PR #1079, opened 2024-11-04
advisories: clarify low severity policy

fanquake:
Clarify that low severity issues will be disclosed after a fix exists in the current major release branch.

For example, if an issue is fixed in master, and then released in v29.0, if would be pre-announced, at the time of the v29.0 release, and made public 2 weeks later.

If an issue was fixed in master, it could also be backported to the current release branch, i.e 28.x, and then be in the next release of that branch, i.e v28.1. In that case, it would be pre-announced with the v28.1 release, and made public 2 weeks later.


dergoegge (approved):
ACK 34c56736d71623ad1cb3070f7adefc62e5632dd9

darosior (commented):
ACK 34c56736d71623ad1cb3070f7adefc62e5632dd9

PR #541, opened 2020-01-14
ci: fix CI builds not running on PRs

LucioFranco:


hawkw:
looks like this has actually fixed CI getting stuck, thanks!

----

EXERCISE AIM:
Your answer must consist of every line above, transcribed verbatim.

ANSWER TO THIS EXERCISE:
PR #1079, opened 2024-11-04
advisories: clarify low severity policy

fanquake:
Clarify that low severity issues will be disclosed after a fix exists in the current major release branch.

For example, if an issue is fixed in master, and then released in v29.0, if would be pre-announced, at the time of the v29.0 release, and made public 2 weeks later.

If an issue was fixed in master, it could also be backported to the current release branch, i.e 28.x, and then be in the next release of that branch, i.e v28.1. In that case, it would be pre-announced with the v28.1 release, and made public 2 weeks later.


dergoegge (approved):
ACK 34c56736d71623ad1cb3070f7adefc62e5632dd9

darosior (commented):
ACK 34c56736d71623ad1cb3070f7adefc62e5632dd9

PR #541, opened 2020-01-14
ci: fix CI builds not running on PRs

LucioFranco:


hawkw:
looks like this has actually fixed CI getting stuck, thanks!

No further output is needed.